Tuesday, 3 April 2018
The Jolly Boy's Outing
Sometimes described as “Beano's”, these trips were meant for an almost exclusively male clientele, and were basically an organised “piss-up.” There would be several, pre-arranged pub stops on the way to the seaside, and plenty of opportunity to visits a few pubs at the final destination as well. For good measure, there would normally be a few crates of bottled beer (nearly always brown ale), stowed away at the back of the coach.
Whilst not quite in the same vein as these legendary “Beano’s”, for the past 12 years, West Kent CAMRA have run an annual trip to Margate in order to visit the town’s long-standing beer festival, “Planet Thanet”. Train is the preferred means of travel, rather than coach, and there are no crates of brown ale hidden away in the guard’s van either, but apart from that these trips are similar, in spirit at least, to the Jolly Boy’s Outings of yester-year.

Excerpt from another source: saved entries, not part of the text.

PR #2672, opened 2022-10-07
feat: page block variables feature

neatbyte-vnobis:
## Changes
Block variables feature

## How Has This Been Tested?
Manual

## Documentation
None


Pavel910:
To start the review, I pulled the branch and just started the app and clicked through. It's looking really good 😃 👏 

Things I noticed that I'd like us to address:

1) On the code level, let's make this a bit more consistent: we have a `blockId`, but then `varRef`; `varRef` is effectively an ID, right? let's just call it that, and use `id` key instead of `varRef`. Especially since it's inside of a `variables` array so we know it's a variable.

CleanShot 2022-10-11 at 11 06 41

2) Empty grid block got lost, we still need to have it for cases when users want to just drop stuff into the page sporadically.

CleanShot 2022-10-11 at 11 15 55

3) There's an `updatePage` mutation being issued for every character that I type into the variable input:

https://user-images.githubusercontent.com/3920893/195054489-6e44bccb-b2aa-4ca3-a6ed-c4f6a291b2b1.mp4

I'll submit the second part of the review through actual code review, this feedback was easier to post this way.

packages/api-page-builder/src/graphql/graphql/pages.gql.ts
```diff
@@ -285,17 +285,41 @@ const createBasePageGraphQL = (): GraphQLSchemaPlugin<PbContext> => {
...
+                                    data: {
+                                        blockId,
+                                        ...blockData?.content?.data,
+                                        variables
+                                    },
                                     elements: blockData?.content?.elements || []
                                 });
                             } else {
-                                blocks.push(block);
+                                blocks.push(pageBlock);
```
Pavel910: Please extract this logic into a separate file, just so we keep the resolvers shorter and easier to read. Besides, you'll be able to unit test this mapping logic if it lives in a standalone function.

packages/app-page-builder/src/blockEditor/components/elementSettingsTab/VariableSettings.tsx
```diff
@@ -0,0 +1,109 @@
...
+        );
+
+        return { label: variable?.label };
+    }, [block, element]);
+
+    const onSubmit = useCallback(
+        formData => {
+            if (block && block.id) {
+                const newVariables = block.data?.variables?.map((variable: PbBlockVariable) => {
+                    if (variable?.varRef === element?.data?.varRef) {
```
Pavel910: As I mentioned in the PR comment, let's use `variableId` within individual elements, instead of `varRef`.

packages/app-page-builder/src/blockEditor/config/editorBar/SaveBlockButton/SaveBlockButton.tsx
```diff
@@ -19,11 +19,10 @@ const DefaultSaveBlockButton: React.FC = () => {
...
                 debounce: false,
                 onFinish() {
-                    history.push(`/page-builder/page-blocks`);
-
                     // Let's wait a bit, because we are also redirecting the user.
                     setTimeout(() => {
-                        showSnackbar(`Block ${block.name} saved successfully!`);
+                        showSnackbar(`Block "${block.name}" saved successfully!`);
+                        history.push(`/page-builder/page-blocks`);
                     }, 500);
```
Pavel910: Just curious, why do we need a timeout here? This is not a change request, just want to know, because snackbar should be visible even after router change.

packages/app-page-builder/src/editor/plugins/elementSettings/clone/CloneAction.ts
```diff
@@ -1,11 +1,23 @@
...
 
+const removeVarRef = (element: PbEditorElement) => {
+    if (element?.data?.varRef) {
+        const elementCopy = cloneDeep(element);
+        delete elementCopy.data.varRef;
+
+        return elementCopy;
+    } else {
+        return element;
+    }
```
Pavel910: Nitpicking here, but you don't need the `else` part, since you're returning within the `if`.

Pavel910 (changes requested):
Overall, this looks good. I didn't want to nitpick too much, but I just want us to address the things from my first PR comment, and that's it.

packages/app-page-builder/src/blockEditor/config/editorBar/SaveBlockButton/SaveBlockButton.tsx
neatbyte-vnobis: @Pavel910 I have changed it, so setTimeout is not required anymore

but there are few more places where such approach is used:
`packages/app-page-builder/src/pageEditor/config/editorBar/PublishPageButton/PublishPageButton.tsx line 45`
`packages/app-page-builder/src/pageEditor/config/editorBar/PageOptionsMenu/SetAsHomepageButton.tsx line 56`

should I change them too?

Pavel910: @neatbyte-vnobis To be honest, I think this is a leftover from a long time ago. If you can, please try removing it and see if it works. If not, leave it as is. Thanks a lot!

packages/app-page-builder/src/editor/plugins/elementSettings/clone/CloneAction.ts
neatbyte-vnobis: inside if func is returning the **cloned** element and in the else - original element is returned
it is not required to clone the element if it is not using a variable (it is pointless, just more cpu work)

The only reason I am cloning the element is to remove varRef (aka id) without affecting the element we are cloning now.
It is a case for element with a variable.
If element is without variables - original element can be returned

neatbyte-vnobis:
@Pavel910 
regarding issue 3) about a lot of updatePage API calls: I have fixed this with sage of `history: false` param in update event
so now only onBlur will trigger an API call (like other editor inputs, aka "heading", etc.)

packages/app-page-builder/src/editor/plugins/elementSettings/clone/CloneAction.ts
Pavel910: @neatbyte-vnobis I didn't mean the logic, but the actual `else` statement. So just do the return like this:

```ts
if (...) {
    // your logic
    return whatever;
}

return element;
```

neatbyte-vnobis: got it

neatbyte-vnobis: fixed

Pavel910 (approved):
@neatbyte-vnobis great, thanks!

This now annual pilgrimage to the seaside always takes place on Good Friday, which is the opening day of the festival. This is unfortunate for me as the Planet Thanet trip invariably clashes with Maidstone CAMRA’s annual ramble, and for me, walking through the Kent countryside, during early spring, to a nice country pub, in the company of old friends, always wins out over being stuck in a hall sampling half after half of too many similar-tasting beers.

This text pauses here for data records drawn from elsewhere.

PR #2676, opened 2022-10-11
fix: folders-api update operation

leopuleo:
## Changes
With this PR we aim to fix the following: 
- `updateFolder` operation: check if a folder with the same slug exists at the same level of the tree (parentId)
- Dependencies optimization
- Use `get` util to retrieve the folder from ddb

## How Has This Been Tested?
Jest

## Documentation
Not needed


packages/api-folders-so-ddb/src/operations/folders.ts
```diff
@@ -110,7 +111,9 @@ export const createFoldersStorageOperations = (
                     items,
                     sort,
                     fields: []
-                }).map(item => item?.data);
+                })
+                    .map(item => item?.data)
+                    .filter(item => Boolean(item));
```
Pavel910: This can be simplified to just `.filter(Boolean)`.

packages/api-folders-so-ddb/src/operations/links.ts
```diff
@@ -101,7 +102,9 @@ export const createLinksStorageOperations = (entity: Entity<any>): LinksStorageO
                     items,
                     sort,
                     fields: []
-                }).map(item => item?.data);
+                })
+                    .map(item => item?.data)
+                    .filter(item => Boolean(item));
```
Pavel910: `.filter(Boolean)`

Pavel910 (approved):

That was until the rains came, for as I wrote in the previous post, deluge after deluge have left our fields totally sodden and many footpaths virtually impassable. There was nothing else to do, but bite the bullet and join my CAMRA friends on their trip “Down to Margate”. I enjoyed the train ride down to the coast and had a rather smug feeling as I surveyed the water-logged fields from the comfort of our nice dry carriage. We had to change trains at both Ashford and Ramsgate, and it was at the latter that we noticed plenty of other fellow travellers were heading for the same destination as us. (CAMRA members can usually be spotted a mile off!).
The event followed the pattern of many other CAMRA festivals, with a refundable, souvenir glass to drink from and tokens to be used in exchange for beer at the bars. After providing ourselves with both we grabbed a table in the quieter of the two halls. I must add here that I was just following my companions who seem to have turned their attendance at Planet Thanet into a finely-tuned, well-oiled art.
Now comes the confession; I have really gone off beer festivals, so after splashing out on my train fare and spending the best art of two hours travelling, you’d be entitles to ask, what the hell was I doing there? I asked that question myself, but if truth be known I had gone along to Planet Thanet primarily for the company of friends and the experience of visiting a corner of Kent I don’t often get to.
It would have been rude not to have indulged in a few beers though, so I got stuck in, starting off on some of the weaker pale beers, before switching to some of the darker and stronger porters. The beers which really stood out for me were on the pale side: Five Points Pale 4.4% from Five Points Brewing of Hackney and Hurricane Jack 4.4% from Fyne Ales, plus Clwydian Black Porter 4.7% from Hafod Brewery, Rabbie’s Porter 4.3% from Ayr Brewery and 1872 Porter 6.5% from Elland Brewery. The latter three were all dark ales, in case you hadn’t guessed.
We huddled together in the shelter of a shop doorway, enjoying our excellent fish supper, before calling in for one last beer at what is probably the town’s best known micro-pub. The Fez opened in December 2015 in a former shop, and is furnished with a mixture of high and low tables and some raised bench seating. Virtually every inch of wall and indeed ceiling space is covered with various brewery and fairground memorabilia.
The place was absolutely heaving, but fortunately we managed to grab a table by the door, just as the occupants were leaving. I believe I had a glass of Gadd’s Dog Bolter Porter, but it was getting late in the day, so I can’t really be sure. The journey back to Tonbridge was uneventful, and I even managed to avoid falling asleep, but next year, unless we have repeat performance of this year’s deluge, I shall be off rambling again.
Before finishing, I would like to thank my companions for their company and good humour. No need to name names, they all know who they are.